__What is needed__
Every entry should be given again exactly, with nothing dropped.

(Records from a data collection)
PR #1532, opened 2026-06-28
fix(kiro-native): bind session forwarder only when exactly one candidate (#1137)

danielgranadoscampos:
## Problem

`_discover_kiro_session_jsonl` located "this session's" Kiro JSONL by taking the **newest-by-`updated_at`** among sessions whose metadata `cwd` matches the workspace and whose `created_at` is at/after the launch floor — with **no uniqueness guard**.

Each Kiro session is its own JSONL keyed by Kiro's minted id, so two fresh sessions launched in the **same workspace** within the discovery window both qualify. `updated_at` flips to whichever session most recently emitted a turn, so a forwarder can latch onto the **other** session's JSONL and silently cross-talk its transcript into this conversation.

Flagged in the #1137 checklist ("Forwarder can bind the wrong session").

## Fix

Bind **only when exactly one** session qualifies. With two or more candidates we can't tell which JSONL is ours, so return `None` and retry rather than guess — a brief mirror delay is safe; mirroring the wrong conversation is not. Mirrors cursor-native's "bind only when exactly one chat qualifies" (`cursor_native_forwarder._discover_store`).

Scope notes:
- The **resume/fork path is unaffected** — when the Kiro id is already known (`expected_session_id`), the caller binds it directly via `_kiro_session_jsonl_for_id`; discovery isn't reached.
- The launch-floor filter already drops pre-existing sessions, so the only ambiguous case is two **fresh** same-workspace sessions launched within the skew window.
- A fuller claim/heartbeat scheme (so concurrent same-workspace sessions each bind their own, as cursor does for its *shared* store) is a possible follow-up — but kiro arbitrates **assignment** (N JSONLs), not shared **ownership** (1 store), so it warrants its own design rather than a direct copy. This PR closes the cross-talk hole the issue names.

## What's verified

**Unit** (`tests/test_kiro_native_session_forwarder.py`): added `test_discover_kiro_session_jsonl_returns_none_when_multiple_candidates` — two same-workspace candidates above the floor → `None` (fails before this change, which returned the newest); existing workspace/floor filter test still binds the unique candidate. `ruff` + scoped `pre-commit run` clean.

Part of #1137.

### DIFF
--- a/omnigent/kiro_native_session_forwarder.py
+++ b/omnigent/kiro_native_session_forwarder.py
@@ -106,6 +106,33 @@ def _same_workspace(left: object, right: str) -> bool:
         return left == right
 
 
+# Competing-candidate sets already warned about, so the ambiguous branch logs
+# once per distinct collision instead of every poll tick for the session's life.
+# ponytail: grows by one entry per distinct concurrent collision — too rare to
+# bound; add a cap only if a pathological churn ever shows up.
+_ambiguous_discovery_warned: set[frozenset[str]] = set()
+
+
+def _warn_ambiguous_discovery(workspace: str, session_ids: list[str]) -> None:
+    """Warn once per distinct set of competing same-workspace Kiro sessions.
+
+    Discovery returns ``None`` for both "no candidate yet" (transient) and ">=2
+    candidates" (won't ever bind until one goes away). This makes the latter
+    diagnosable without flooding logs on every ~0.7s poll.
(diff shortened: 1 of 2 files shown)


dhruv0811 (dismissed):
lgtm!! thanks :)

dhruv0811 (approved):

dhruv0811 (approved):

PR #2414, opened 2026-07-11
feat(web): file new sessions under the active project by default

eyuptkknt:
## Related issue

N/A

## Summary

Starting a session filed under a project only worked from a project row's "new session" pencil. The global **New session** button routed to `/` with no project, and the composer's project chip was hidden unless a project was already selected — so sessions started from the composer landed **unfiled**, with no visible control to file them, forcing a manual "move to project" afterward.

Two changes:
- The composer's project chip is now **always visible** (defaulting to "No project"), so the target project can be seen and set before creating. The picker already supported a "No project" reset; this just drops the `selectedProject &&` render guard.
- The sidebar's **New session** button now carries the active session's project (`/?project=<name>`), so the next session is filed alongside the one you're viewing. It falls back to unfiled (`/`) when the active session has no project or isn't a loaded top-level row (e.g. a sub-agent, which the list omits).

The attach mechanism itself was already correct (PATCH `omni_project` → invalidate `["projects"]` / `["project-sessions"]` → folder refetch); this only fixes the entry points that weren't reaching it.

## Test Plan

- `cd web && npm run test -- src/shell/Sidebar.test.tsx src/shell/NewChatDialog.test.tsx src/shell/NewChatDialog.flow.test.tsx` — 226 pass / 1 skipped. New/updated cases:
  - Sidebar: New session href carries the active session's project (`/?project=Alpha`); stays `/` when the active session is unfiled.
  - NewChatDialog: the project chip renders as "No project" in the normal flow; clearing a pre-filled project resets the chip to "No project" (instead of hiding it).
- `cd web && npm run build` — succeeds.
- `uv run pre-commit run --files ...` (the four changed files) — passes.

## Demo

_UI change — screenshot/recording to be added. With a project session open, the composer shows that project's chip and the sidebar's New session button files the next session into the same project; with no active project the chip shows "No project" and can be set before sending._

## Type of change

- [ ] Bug fix
- [x] Feature
- [x] UI / frontend change
- [ ] Refactor / chore
- [ ] Docs
- [ ] Test / CI
- [ ] Breaking change

## Test coverage

- [ ] Not applicable

## Coverage notes

Manually verified in the running desktop app: clicking New session while viewing a project's session pre-selects that project in the composer, and the created session lands in the project folder without a manual move. The composer's project chip is always present and can be set/cleared before creating.

## Changelog

New sessions started from the composer now show and default to the project you're working in, so they file into it instead of landing unfiled

### DIFF
--- a/web/src/shell/NewChatDialog.test.tsx
+++ b/web/src/shell/NewChatDialog.test.tsx
@@ -1446,13 +1446,15 @@ describe("NewChatLandingScreen", () => {
     await waitFor(() => expect(screen.queryByTestId("new-chat-landing-error")).toBeNull());
   });
 
-  it("hides the project chip in the normal new-session flow (no project pre-selected)", async () => {
-    // Without a `?project=` param the session is unfiled, so the chip is
-    // hidden entirely — the fresh new-session flow stays project-free.
+  it("shows the project chip as 'No project' in the normal new-session flow", async () => {
+    // Without a `?project=` param the session is unfiled, but the chip is still
+    // visible (defaulting to "No project") so the target project can be seen
+    // and set before creating.
     renderLanding();
 
     await screen.findByTestId("new-chat-landing-input");
-    expect(screen.queryByTestId("new-chat-landing-project-chip")).toBeNull();
+    const chip = screen.getByTestId("new-chat-landing-project-chip");
+    expect(chip.textContent).toContain("No project");
   });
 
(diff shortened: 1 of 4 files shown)


serena-ruan:
Thanks for the PR, but closing it as we're working on a redesign. Also carrying over current project doesn't make a lot sense, it introduces extra friction to create sessions outside of projects.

__Response for this exercise__
PR #1532, opened 2026-06-28
fix(kiro-native): bind session forwarder only when exactly one candidate (#1137)

danielgranadoscampos:
## Problem

`_discover_kiro_session_jsonl` located "this session's" Kiro JSONL by taking the **newest-by-`updated_at`** among sessions whose metadata `cwd` matches the workspace and whose `created_at` is at/after the launch floor — with **no uniqueness guard**.

Each Kiro session is its own JSONL keyed by Kiro's minted id, so two fresh sessions launched in the **same workspace** within the discovery window both qualify. `updated_at` flips to whichever session most recently emitted a turn, so a forwarder can latch onto the **other** session's JSONL and silently cross-talk its transcript into this conversation.

Flagged in the #1137 checklist ("Forwarder can bind the wrong session").

## Fix

Bind **only when exactly one** session qualifies. With two or more candidates we can't tell which JSONL is ours, so return `None` and retry rather than guess — a brief mirror delay is safe; mirroring the wrong conversation is not. Mirrors cursor-native's "bind only when exactly one chat qualifies" (`cursor_native_forwarder._discover_store`).

Scope notes:
- The **resume/fork path is unaffected** — when the Kiro id is already known (`expected_session_id`), the caller binds it directly via `_kiro_session_jsonl_for_id`; discovery isn't reached.
- The launch-floor filter already drops pre-existing sessions, so the only ambiguous case is two **fresh** same-workspace sessions launched within the skew window.
- A fuller claim/heartbeat scheme (so concurrent same-workspace sessions each bind their own, as cursor does for its *shared* store) is a possible follow-up — but kiro arbitrates **assignment** (N JSONLs), not shared **ownership** (1 store), so it warrants its own design rather than a direct copy. This PR closes the cross-talk hole the issue names.

## What's verified

**Unit** (`tests/test_kiro_native_session_forwarder.py`): added `test_discover_kiro_session_jsonl_returns_none_when_multiple_candidates` — two same-workspace candidates above the floor → `None` (fails before this change, which returned the newest); existing workspace/floor filter test still binds the unique candidate. `ruff` + scoped `pre-commit run` clean.

Part of #1137.

### DIFF
--- a/omnigent/kiro_native_session_forwarder.py
+++ b/omnigent/kiro_native_session_forwarder.py
@@ -106,6 +106,33 @@ def _same_workspace(left: object, right: str) -> bool:
         return left == right
 
 
+# Competing-candidate sets already warned about, so the ambiguous branch logs
+# once per distinct collision instead of every poll tick for the session's life.
+# ponytail: grows by one entry per distinct concurrent collision — too rare to
+# bound; add a cap only if a pathological churn ever shows up.
+_ambiguous_discovery_warned: set[frozenset[str]] = set()
+
+
+def _warn_ambiguous_discovery(workspace: str, session_ids: list[str]) -> None:
+    """Warn once per distinct set of competing same-workspace Kiro sessions.
+
+    Discovery returns ``None`` for both "no candidate yet" (transient) and ">=2
+    candidates" (won't ever bind until one goes away). This makes the latter
+    diagnosable without flooding logs on every ~0.7s poll.
(diff shortened: 1 of 2 files shown)


dhruv0811 (dismissed):
lgtm!! thanks :)

dhruv0811 (approved):

dhruv0811 (approved):

PR #2414, opened 2026-07-11
feat(web): file new sessions under the active project by default

eyuptkknt:
## Related issue

N/A

## Summary

Starting a session filed under a project only worked from a project row's "new session" pencil. The global **New session** button routed to `/` with no project, and the composer's project chip was hidden unless a project was already selected — so sessions started from the composer landed **unfiled**, with no visible control to file them, forcing a manual "move to project" afterward.

Two changes:
- The composer's project chip is now **always visible** (defaulting to "No project"), so the target project can be seen and set before creating. The picker already supported a "No project" reset; this just drops the `selectedProject &&` render guard.
- The sidebar's **New session** button now carries the active session's project (`/?project=<name>`), so the next session is filed alongside the one you're viewing. It falls back to unfiled (`/`) when the active session has no project or isn't a loaded top-level row (e.g. a sub-agent, which the list omits).

The attach mechanism itself was already correct (PATCH `omni_project` → invalidate `["projects"]` / `["project-sessions"]` → folder refetch); this only fixes the entry points that weren't reaching it.

## Test Plan

- `cd web && npm run test -- src/shell/Sidebar.test.tsx src/shell/NewChatDialog.test.tsx src/shell/NewChatDialog.flow.test.tsx` — 226 pass / 1 skipped. New/updated cases:
  - Sidebar: New session href carries the active session's project (`/?project=Alpha`); stays `/` when the active session is unfiled.
  - NewChatDialog: the project chip renders as "No project" in the normal flow; clearing a pre-filled project resets the chip to "No project" (instead of hiding it).
- `cd web && npm run build` — succeeds.
- `uv run pre-commit run --files ...` (the four changed files) — passes.

## Demo

_UI change — screenshot/recording to be added. With a project session open, the composer shows that project's chip and the sidebar's New session button files the next session into the same project; with no active project the chip shows "No project" and can be set before sending._

## Type of change

- [ ] Bug fix
- [x] Feature
- [x] UI / frontend change
- [ ] Refactor / chore
- [ ] Docs
- [ ] Test / CI
- [ ] Breaking change

## Test coverage

- [ ] Not applicable

## Coverage notes

Manually verified in the running desktop app: clicking New session while viewing a project's session pre-selects that project in the composer, and the created session lands in the project folder without a manual move. The composer's project chip is always present and can be set/cleared before creating.

## Changelog

New sessions started from the composer now show and default to the project you're working in, so they file into it instead of landing unfiled

### DIFF
--- a/web/src/shell/NewChatDialog.test.tsx
+++ b/web/src/shell/NewChatDialog.test.tsx
@@ -1446,13 +1446,15 @@ describe("NewChatLandingScreen", () => {
     await waitFor(() => expect(screen.queryByTestId("new-chat-landing-error")).toBeNull());
   });
 
-  it("hides the project chip in the normal new-session flow (no project pre-selected)", async () => {
-    // Without a `?project=` param the session is unfiled, so the chip is
-    // hidden entirely — the fresh new-session flow stays project-free.
+  it("shows the project chip as 'No project' in the normal new-session flow", async () => {
+    // Without a `?project=` param the session is unfiled, but the chip is still
+    // visible (defaulting to "No project") so the target project can be seen
+    // and set before creating.
     renderLanding();
 
     await screen.findByTestId("new-chat-landing-input");
-    expect(screen.queryByTestId("new-chat-landing-project-chip")).toBeNull();
+    const chip = screen.getByTestId("new-chat-landing-project-chip");
+    expect(chip.textContent).toContain("No project");
   });
 
(diff shortened: 1 of 4 files shown)


serena-ruan:
Thanks for the PR, but closing it as we're working on a redesign. Also carrying over current project doesn't make a lot sense, it introduces extra friction to create sessions outside of projects.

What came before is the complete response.